---------- LISTED ENTRIES
PR #658, opened 2023-07-21
controllers: add related-objects support

jlojosnegros:
Add relatedObjects support to better integrate with must-gather for both numaresourcesopeator and numaresourcesscheduler objects


controllers/numaresourcesoperator_controller.go
```diff
@@ -590,6 +592,57 @@ func (r *NUMAResourcesOperatorReconciler) mcpToNUMAResourceOperator(mcpObj clien
...
+	ret := []configv1.ObjectReference{
+		{
+			Resource: "namespaces",
+			Name:     r.Namespace,
+		},
+		{
+			Group:     "machineconfiguration.openshift.io",
+			Resource:  "kubeletconfigs",
+			Namespace: "",
+			Name:      "",
```
ffromani, line 606: Do we need to set namespace/name explicitely here? If so, let's add this data; if not, no need to explicit initialization with zero-value strings (= let's just omit these here and below)

controllers/numaresourcesscheduler_controller.go
```diff
@@ -153,6 +156,24 @@ func (r *NUMAResourcesSchedulerReconciler) reconcileResource(ctx context.Context
 
 }
 
+func (r *NUMAResourcesSchedulerReconciler) getRelatedObjects(dpStatus nropv1.NamespacedName) []configv1.ObjectReference {
+	// 'Resource' should be in lowercase and plural
+	return []configv1.ObjectReference{
+		{
+			Group:     "",
```
ffromani, line 163: same comment for zero-value objects

ffromani (commented):
Looks nice (but few inline comments). Let's have test coverage at least with `controllers/` integration tests

ffromani (commented):
looks good. Let's add the tests and it should be good to go. We will evaluate backports later.

controllers/controllers_suite_test.go
```diff
@@ -53,6 +53,7 @@ var _ = BeforeSuite(func() {
 	testEnv = &envtest.Environment{
 		CRDDirectoryPaths:     []string{filepath.Join("..", "config", "crd", "bases")},
 		ErrorIfCRDPathMissing: true,
+		BinaryAssetsDirectory: "/home/jojosneg/.local/share/kubebuilder-envtest/k8s/1.24.2-linux-amd64",
```
ffromani, line 56: please remove

controllers/numaresourcesoperator_controller.go
```diff
@@ -590,6 +592,47 @@ func (r *NUMAResourcesOperatorReconciler) mcpToNUMAResourceOperator(mcpObj clien
 	return requests
 }
 
+func (r *NUMAResourcesOperatorReconciler) getRelatedObjects(dsStatuses []nropv1.NamespacedName) []configv1.ObjectReference {
+	// 'Resource' should be in lowercase and plural
```
ffromani, line 596: could we have a quote (link to doc, source code) for this?

controllers/numaresourcesoperator_controller_test.go
```diff
@@ -468,7 +470,66 @@ var _ = Describe("Test NUMAResourcesOperator Reconcile", func() {
 						}
 						Expect(reconciler.Client.Get(context.TODO(), mcp2DSKey, ds)).ToNot(HaveOccurred())
 					})
-
+					When(" daemonsets are ready", func() {
+						BeforeEach(func() {
+							key := client.ObjectKeyFromObject(nro)
+
+							reconciler.RTEManifests.DaemonSet.Status.DesiredNumberScheduled = int32(len(nro.Spec.NodeGroups))
+							reconciler.RTEManifests.DaemonSet.Status.NumberReady = reconciler.RTEManifests.DaemonSet.Status.DesiredNumberScheduled
```
ffromani, line 478: this works (but is not great) but pollutes the global state - we should at least restore the initial values

controllers/numaresourcesscheduler_controller.go
```diff
@@ -153,6 +156,22 @@ func (r *NUMAResourcesSchedulerReconciler) reconcileResource(ctx context.Context
 
 }
 
+func (r *NUMAResourcesSchedulerReconciler) getRelatedObjects(dpStatus nropv1.NamespacedName) []configv1.ObjectReference {
+	// 'Resource' should be in lowercase and plural
```
ffromani, line 160: could we have a quote (link to doc, source code) for this?

ffromani (commented):
thanks for adding the tests! few comments inline

controllers/numaresourcesoperator_controller_test.go
jlojosnegros: yeah I am not a fan of this neither but I did not found another way to do it. 
if there is a better way please let me know and I will change it with pleasure.

About restore initial values, you're totally right ... on it.

controllers/numaresourcesscheduler_controller.go
jlojosnegros: https://kubernetes.io/docs/concepts/overview/working-with-objects/names/#dns-subdomain-names

> Most resource types require a name that can be used as a DNS subdomain name as defined in [RFC 1123](https://tools.ietf.org/html/rfc1123). This means the name must:
> 
> - contain no more than 253 characters
> - contain only lowercase alphanumeric characters, '-' or '.'
> - start with an alphanumeric character
> - end with an alphanumeric character

ffromani: sure, let's add this info to the comment. Thanks!

PR #659, opened 2023-07-21
serial: fix nil pointer in log

shajmakh:
In case NRTs don't exist that will return an error and the node name should be logged based on what's there in kconfig map, because nrt list will be empty, and addressing an item in an empty list will cause the program to panic.


ffromani (commented):
/lgtm
/approve

PR #930, opened 2024-04-18
images: streamline overhaul the image management

ffromani:
We bundle operator and operand (RTE) in the same image. The operator learn which is its own image by inspecting its own pod, and the user can override the value setting the corresponding field in the NodeConfig struct.

Since the beginning we wanted also to make the images configurable for development purposes. This feature never materialized.

In addition, the detection and image replacement code got messier over time, with no real cleanup.

To address both these needs, overhaul and simplify the image management. All changes are expected to
be transparent for regular users, outside development environments.

### DIFF
--- a/Makefile
+++ b/Makefile
@@ -138,29 +138,31 @@ test-must-gather-e2e: build-must-gather-e2e
 ##@ Build
 
 binary: build-tools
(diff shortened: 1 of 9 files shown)


swatisehgal (commented):
/lgtm

PR #933, opened 2024-05-08
sched: api: generate config v1

ffromani:
The v1beta3 scheduler configuration is being phased out from the scheduler plugin repo (at least), so let's jump to v1. There are non functional changes anyway.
--------------------
* _WHAT TO DO_
Every line from the one holding "PR #933, opened 2024-05-08" through the final line of the listing must be echoed exactly; leave out all other lines.

* _RESPONSE_
PR #933, opened 2024-05-08
sched: api: generate config v1

ffromani:
The v1beta3 scheduler configuration is being phased out from the scheduler plugin repo (at least), so let's jump to v1. There are non functional changes anyway.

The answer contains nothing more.